Assignment: Please say how many lines in the records below contain the word "think", giving the number alone.

Entries supplied:

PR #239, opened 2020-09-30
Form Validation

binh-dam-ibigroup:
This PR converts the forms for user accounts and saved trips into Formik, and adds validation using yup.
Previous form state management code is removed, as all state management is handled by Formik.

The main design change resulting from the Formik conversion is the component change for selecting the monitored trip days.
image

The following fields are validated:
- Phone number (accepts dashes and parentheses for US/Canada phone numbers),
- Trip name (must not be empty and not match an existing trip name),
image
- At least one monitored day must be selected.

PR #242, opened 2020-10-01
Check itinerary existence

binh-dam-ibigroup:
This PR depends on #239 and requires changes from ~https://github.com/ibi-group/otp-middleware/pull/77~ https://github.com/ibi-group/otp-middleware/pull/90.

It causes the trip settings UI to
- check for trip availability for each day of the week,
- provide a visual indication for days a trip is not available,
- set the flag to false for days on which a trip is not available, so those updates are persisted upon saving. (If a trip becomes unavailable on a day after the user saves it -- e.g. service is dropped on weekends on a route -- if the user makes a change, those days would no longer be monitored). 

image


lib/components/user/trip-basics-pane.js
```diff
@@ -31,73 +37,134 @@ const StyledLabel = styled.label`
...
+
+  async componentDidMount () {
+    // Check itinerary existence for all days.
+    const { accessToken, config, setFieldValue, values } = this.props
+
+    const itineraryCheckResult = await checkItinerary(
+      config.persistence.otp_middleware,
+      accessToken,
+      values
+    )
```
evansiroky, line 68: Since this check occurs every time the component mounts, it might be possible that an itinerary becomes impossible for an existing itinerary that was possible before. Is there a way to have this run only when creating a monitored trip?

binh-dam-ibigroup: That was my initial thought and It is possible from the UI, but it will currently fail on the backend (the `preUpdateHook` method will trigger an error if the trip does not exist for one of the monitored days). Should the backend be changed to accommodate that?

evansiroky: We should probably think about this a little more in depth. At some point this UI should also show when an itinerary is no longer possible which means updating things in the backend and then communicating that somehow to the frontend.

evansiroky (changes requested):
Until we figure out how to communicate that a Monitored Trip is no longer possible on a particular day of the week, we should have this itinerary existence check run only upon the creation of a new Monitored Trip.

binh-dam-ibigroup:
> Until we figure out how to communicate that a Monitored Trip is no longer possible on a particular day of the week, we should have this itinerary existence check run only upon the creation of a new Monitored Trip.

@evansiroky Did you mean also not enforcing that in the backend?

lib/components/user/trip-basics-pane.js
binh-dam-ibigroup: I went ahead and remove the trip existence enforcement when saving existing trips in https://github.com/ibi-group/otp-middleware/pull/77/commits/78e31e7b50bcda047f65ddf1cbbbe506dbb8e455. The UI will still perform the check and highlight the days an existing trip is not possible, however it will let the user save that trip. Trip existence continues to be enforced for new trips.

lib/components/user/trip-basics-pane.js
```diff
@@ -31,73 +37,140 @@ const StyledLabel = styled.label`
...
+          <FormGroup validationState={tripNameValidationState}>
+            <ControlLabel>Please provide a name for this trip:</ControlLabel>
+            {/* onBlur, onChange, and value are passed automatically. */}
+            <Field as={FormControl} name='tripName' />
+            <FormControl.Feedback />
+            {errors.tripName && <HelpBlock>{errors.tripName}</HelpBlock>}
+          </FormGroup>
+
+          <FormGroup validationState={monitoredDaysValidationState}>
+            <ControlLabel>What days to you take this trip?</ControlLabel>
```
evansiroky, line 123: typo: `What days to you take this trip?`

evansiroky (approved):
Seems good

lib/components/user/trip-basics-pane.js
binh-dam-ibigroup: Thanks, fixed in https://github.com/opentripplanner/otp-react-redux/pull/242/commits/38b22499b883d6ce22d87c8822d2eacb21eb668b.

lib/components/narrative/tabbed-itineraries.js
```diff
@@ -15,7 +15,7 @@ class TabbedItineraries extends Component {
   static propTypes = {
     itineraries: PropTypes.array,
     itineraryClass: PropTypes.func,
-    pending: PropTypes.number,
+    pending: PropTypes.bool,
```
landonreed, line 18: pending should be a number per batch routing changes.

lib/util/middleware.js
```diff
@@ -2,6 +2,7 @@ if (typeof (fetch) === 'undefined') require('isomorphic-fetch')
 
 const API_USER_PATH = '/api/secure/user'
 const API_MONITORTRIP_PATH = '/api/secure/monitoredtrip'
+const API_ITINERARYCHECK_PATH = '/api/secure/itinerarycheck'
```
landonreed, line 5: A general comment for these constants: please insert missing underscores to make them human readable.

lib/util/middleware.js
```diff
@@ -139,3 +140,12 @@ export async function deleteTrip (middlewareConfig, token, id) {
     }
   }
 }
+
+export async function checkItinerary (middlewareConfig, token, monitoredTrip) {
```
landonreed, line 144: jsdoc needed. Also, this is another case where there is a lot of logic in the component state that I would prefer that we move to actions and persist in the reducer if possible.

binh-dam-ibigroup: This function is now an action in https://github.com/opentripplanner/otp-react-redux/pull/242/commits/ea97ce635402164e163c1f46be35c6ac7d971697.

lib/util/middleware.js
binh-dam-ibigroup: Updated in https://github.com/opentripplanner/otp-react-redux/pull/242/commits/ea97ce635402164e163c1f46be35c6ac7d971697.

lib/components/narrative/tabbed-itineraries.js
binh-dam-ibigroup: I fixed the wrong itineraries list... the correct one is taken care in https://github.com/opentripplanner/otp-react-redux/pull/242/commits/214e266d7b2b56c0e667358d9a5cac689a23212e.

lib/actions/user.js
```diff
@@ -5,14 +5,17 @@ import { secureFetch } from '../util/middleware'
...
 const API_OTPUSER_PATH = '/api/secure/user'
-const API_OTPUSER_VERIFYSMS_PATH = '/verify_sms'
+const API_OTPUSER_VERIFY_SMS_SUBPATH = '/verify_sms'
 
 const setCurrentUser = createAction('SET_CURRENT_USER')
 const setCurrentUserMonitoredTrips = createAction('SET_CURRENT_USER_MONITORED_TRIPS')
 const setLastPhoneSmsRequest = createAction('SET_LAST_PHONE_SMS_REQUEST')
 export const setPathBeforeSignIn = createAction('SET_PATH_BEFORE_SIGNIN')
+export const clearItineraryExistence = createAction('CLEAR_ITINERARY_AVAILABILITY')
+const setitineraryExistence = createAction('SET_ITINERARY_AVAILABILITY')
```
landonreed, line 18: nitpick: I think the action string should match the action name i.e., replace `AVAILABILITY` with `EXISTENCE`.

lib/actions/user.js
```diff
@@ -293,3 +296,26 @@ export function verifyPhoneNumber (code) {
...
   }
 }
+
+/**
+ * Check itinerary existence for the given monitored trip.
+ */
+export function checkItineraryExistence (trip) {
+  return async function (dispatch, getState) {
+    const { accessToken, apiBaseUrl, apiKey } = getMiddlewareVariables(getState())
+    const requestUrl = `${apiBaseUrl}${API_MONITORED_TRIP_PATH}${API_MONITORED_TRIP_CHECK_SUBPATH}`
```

Answer for the task: 2